[PROBLEM TO SOLVE]
From the line with "#### SSO Login" through the line with "Hi @folio-org/stripes-force !", repeat the entries verbatim, both end lines included, and add nothing.

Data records
»»

PR #1704, opened 2026-03-27
STCOR-891 Init the session in the last active tenant on logout by timeouts (don't handle multi-tab/window issues)

usavkov-epam:
### Purpose

When a user's session expires (idle timeout, fixed-length session expiry, or RTR error), they are redirected to `/logout-timeout`. After re-authenticating, FOLIO previously dropped them at the root (`/`), losing their last-active tenant affiliation (relevant in ECS/consortia environments) and the URL they were on. This PR preserves both so the user is returned to their exact previous context.

### Approach

Two things must be preserved across the forced-logout boundary and restored on the next login:

1. **Last-active tenant** — saved to `sessionStorage` as `unauthorized_tenant` at the moment a forced-logout event fires in `SessionEventContainer` (RTR error, idle timeout, or fixed-length session expiry). This happens _before_ navigating to `/logout-timeout`, ensuring the tenant is captured regardless of what `Logout` does.

   Additionally, `AuthnLogin` (the authn-URL login flow) caches the selected tenant into `sessionStorage` whenever the user picks one from the tenant dropdown — but only if no forced-logout path is already stored, to avoid overwriting a tenant saved by a prior timeout.

2. **Pre-logout URL** — already saved to `sessionStorage` as `unauthorized_path` by `SessionEventContainer` before redirecting to `/logout-timeout`.

On the next login, each entry-point (`LoginCtrl`, `OIDCLanding`, `useSSOSession`) reads the saved tenant via the new `consumeUnauthorizedTenantFromSession()` helper (which atomically clears it) and passes it as `options.preservedSessionTenant` to the session-creation chain:

```
requestLogin / requestUserWithPerms
  → processOkapiSession
    → createOkapiSession
      → resolveSessionTenant(tenant, data, options.preservedSessionTenant)
          // Priority: preserved > originalTenantId (consortia) > tenant (non-consortia) > default tenant
```

The saved tenant takes the highest priority, overriding even the `originalTenantId` returned by the login response (which always reflects the user's primary affiliation, not the last-active member tenant).

### Changes

**`src/loginServices.js`**
- Added `unauthorized_tenant` sessionStorage helpers: `setUnauthorizedTenantToSession`, `getUnauthorizedTenantFromSession`, `removeUnauthorizedTenantFromSession`, and the atomic `consumeUnauthorizedTenantFromSession()`.
- Added `resolveSessionTenant(defaultTenant, apiResponse, preservedTenant)` helper to centralise session-tenant priority logic (reduces code duplication).
- Added `@typedef OkapiSessionOptions` documenting the `preservedSessionTenant` option in one place.
- Updated `createOkapiSession`, `processOkapiSession`, `requestLogin`, and `requestUserWithPerms` to accept and thread `OkapiSessionOptions` through the call chain.
- `createOkapiSession` now delegates to `resolveSessionTenant` instead of the inline `data.originalTenantId || data.tenant || tenant`.
- Fixed missing trailing semicolon on `localforage.removeItem(stripesHubAPI.REMOTE_LIST_KEY)`.

**`src/components/SessionEventContainer/SessionEventContainer.js`**
- Added `setUnauthorizedTenantPathToSession(tenant, path)` helper that atomically writes both `unauthorized_tenant` and `unauthorized_path` to `sessionStorage`.
- Updated all forced-logout event handlers (`thisWindowRtrError`, `thisWindowRtrIstTimeout`, `thisWindowRtrFlsTimeout`, both branches of `otherWindowStorage`) to call `setUnauthorizedTenantPathToSession(stripes.okapi.tenant)` instead of `setUnauthorizedPathToSession()`, so the current tenant is captured alongside the path at the point the session ends.

**`src/components/AuthnLogin/AuthnLogin.js`**
- Imports `setUnauthorizedTenantToSession` and `getUnauthorizedPathFromSession`.
- In `setTenant`, when the authn-URL flow is active (`okapi.authnUrl` is set) and no forced-logout path is already stored, caches the selected tenant to `sessionStorage` so it can be restored if the user is timed out while on that tenant.

**`src/components/Login/LoginCtrl.js`**
- Passes `consumeUnauthorizedTenantFromSession()` as `options.preservedSessionTenant` to `requestLogin`.

**`src/components/OIDCLanding.js`**
- Passes `consumeUnauthorizedTenantFromSession()` as `options.preservedSessionTenant` to `requestUserWithPerms`.

**`src/components/SSOLanding/useSSOSession.js`**
- Passes `consumeUnauthorizedTenantFromSession()` as `options.preservedSessionTenant` to `requestUserWithPerms`.

**`src/components/SSOLanding/useSSOSession.test.js`**
- Updated test assertions to expect the new `options` argument (`{ preservedSessionTenant: ... }`) in `requestUserWithPerms` calls.
- Uses real implementations of `consumeUnauthorizedTenantFromSession` and `getUnauthorizedTenantFromSession` via `jest.requireActual` to keep assertions accurate.

### Login tenant vs. Session (preserved) tenant

**Login tenant** — the tenant sent in the `X-Okapi-Tenant` header of the authentication request (`/bl-users/login-with-expiry` or `/_self`). It identifies *where* to authenticate, i.e. the user's home/primary tenant. In consortia environments this is always the central tenant.

**Session tenant** — the tenant stored in the session and used for all subsequent API calls. It represents *where the user was working*, which can differ from the login tenant when the user has switched affiliation to a member tenant mid-session.

The login response itself reflects the home tenant (`data.tenant` / `data.originalTenantId`), so naively using it as the session tenant would silently reset the user back to their home tenant on every re-authentication.

**Priority chain in `resolveSessionTenant`:**

```
preserved tenant       ← last active tenant saved before forced logout
  || originalTenantId  ← consortia home tenant from login response
  || data.tenant       ← non-consortia tenant from login response
  || request tenant    ← fallback: what we sent in the header
```

**Preserved tenant** is written to `sessionStorage` (`unauthorized_tenant`) at the moment a forced-logout event fires — before the user ever sees the login page. On the next successful login it is consumed atomically and injected as `options.preservedSessionTenant`, restoring the user to exactly the tenant they were on.

#### Single entry ECS setup:

https://github.com/user-attachments/assets/d070e94b-cb07-4992-a652-c7468ca3dd8a

#### Multi-option ECS setup:

https://github.com/user-attachments/assets/057ae21f-c9eb-4f2c-b898-753f5f5a4d04

#### SSO Login (ECS):

https://github.com/user-attachments/assets/5a866830-d713-470d-bd51-db8edd4711f8

## Open questions:

- _What if a user has several tabs in the browser with different tenants and clicks logout on one of them?_
    > **_Answer_** - The first tab that initializes the session will restore the correct tenant for the redirect. Restoring the tenant in other tabs is not guaranteed, as the session may have already been initialized in another tab, causing this step to be skipped.
   >
   > Currently, the ECS initialization logic (loading tenants and updating the session to include consortium information) resides in `ui-consortia-settings`. Updating the tenant within an already initialized session from `stripes-core` may require architectural changes, so this part is out of scope for this PR.
 

- _What if a user logs in to a different account after a timeout logout?_ - This issue is partly related to current changes, but is also directly related to the preservation of the URL, so it should be considered separately.


usavkov-epam:
Hi @folio-org/stripes-force !

I’d really appreciate your input on this PR. I’ve implemented a solution that allows a user to restore their last tenant (to stay consistent with the persisted URL) if they were forcefully logged out. During session re-initialization, we can specify the desired tenant, which is what this code does.

However, the PR does not fully address the issue when multiple tabs/windows are used simultaneously. More details are provided in the PR description.

zburke:
@usavkov-epam, there's a lot here, and I have not looked at it all in detail. That said, in response to this specific issue:
> the PR does not fully address the issue when multiple tabs/windows are used simultaneously

My gut reaction is that this value should be set via `localStorage` (which is cross-tab) rather than `sessionStorage` (which is per-tab). The vocabulary is difficult here because when a user authenticates and gets a cookie, that initiates a "session", but that cookie is valid across multiple tabs, and we store the data about this "session" (the response from the `/users-bl/_self` API request) in localStorage. 

How would changing the storage medium to `localStorage` affect this PR?

usavkov-epam:
@zburke In my opinion, it makes sense to store the tenant in `sessionStorage`, similar to how the URL is stored, so that the user can fully restore their session. However, the issue with multiple tabs is not so much about where the tenant is stored, but rather how it is restored.

To briefly answer the question:

> *How would changing the storage medium to localStorage affect this PR?*

It wouldn’t affect it. If the session is initialized in another tab, the current tab will open in the tenant where the session was initialized (`sessionStorage` vs `localStorage` doesn’t matter).

Let me illustrate this with a concrete multi-tab scenario:

A user ("Test user") with a primary affiliation of "Consortium" has two tabs open:
- one in the **"College"** tenant at `/inventory/view/{college-instance-uuid}`
- another in the **"University"** tenant at `/inventory/view/{university-instance-uuid}`

Assume the user is logged out from the **"University"** tab due to a timeout. During logout, the URL is stored in sessionStorage for redirect after re-login.

This PR also proposes storing the tenant in the same way for consistency. Otherwise, the user would log in to the **"Consortium"** tenant and be redirected to a record that does not exist in that tenant.

Now, suppose the user logs back in via the **"College"** tab. In this case, the session is initialized with the **"College"** tenant, and the user is redirected to a **valid** record (`/inventory/view/{college-instance-uuid}`).

However, if the user then switches to the **"University"** tab (which shows the “Log in again” UI) and clicks the button, they will be redirected to a **non-existent** record `/inventory/view/{university-instance-uuid}` in the **"College"** tenant—because the session has already been initialized in **"College"**.

Currently, there is no logic in that tab to switch the tenant. Therefore, it doesn’t matter whether the tenant is stored in `sessionStorage` or `localStorage`—the user is already being redirected using a URL from a different tenant.

The problem is not strictly tied to timeout-based logout. Even a manual logout with multiple tabs can lead to the same situation.

| img |
|:--:|
| * The image is generated using AI |

usavkov-epam:
@zburke @folio-org/stripes-force @folio-org/fe-tl-reviewers, what do you think about the [comment above](https://github.com/folio-org/stripes-core/pull/1704#issuecomment-4183026219) and PR itself?

zburke:
@usavkov-epam, what I think about that comment above is: there is no such thing as "user is logged into two tenants in separate tabs". This is why I have struggled with this PR from the start. When multiple tabs are open and you switch affiliations in a single tab, only that tab reloads, but in fact your affiliation has silently changed across the other tabs (because shared cookie and localStorage values have changed) without notifying you and without reloading. This is a bug; all tabs must reload when the affiliation changes. 

I understand the desire to have the 'Log in again' button on the `/logout-timeout` route return users to the page and tenant they were most-recently using. This is a legitimate use-case/expectation. That said, such an implementation (i.e. this PR) should be evaluated against a properly-implemented switch-affiliation feature, and this is not yet possible. 

The changes here in the already-serpentine `loginServices.js` functions make them even more complicated. Choosing to ignore the multi-tab issue feels like trading one bug for another rather than actually squashing a bug. In light of all this, my strong preference would be to block this work on hold until the affiliation-switching work is completed. Christine and Khalilah agreed to write the ticket describing the multi-tab affiliation-switching feature. Please consult with them about its priority and timeline, and likewise the priority of this PR. If they agree this ticket has high priority and needs to be handled soon, I am willing to reconsider, but it is my very strong preference that we should address the multi-tab affiliation-switching bug first.

usavkov-epam:
@zburke, could you please take another look at this PR?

««

[ANSWER]
#### SSO Login (ECS):

https://github.com/user-attachments/assets/5a866830-d713-470d-bd51-db8edd4711f8

## Open questions:

- _What if a user has several tabs in the browser with different tenants and clicks logout on one of them?_
    > **_Answer_** - The first tab that initializes the session will restore the correct tenant for the redirect. Restoring the tenant in other tabs is not guaranteed, as the session may have already been initialized in another tab, causing this step to be skipped.
   >
   > Currently, the ECS initialization logic (loading tenants and updating the session to include consortium information) resides in `ui-consortia-settings`. Updating the tenant within an already initialized session from `stripes-core` may require architectural changes, so this part is out of scope for this PR.
 

- _What if a user logs in to a different account after a timeout logout?_ - This issue is partly related to current changes, but is also directly related to the preservation of the URL, so it should be considered separately.


usavkov-epam:
Hi @folio-org/stripes-force !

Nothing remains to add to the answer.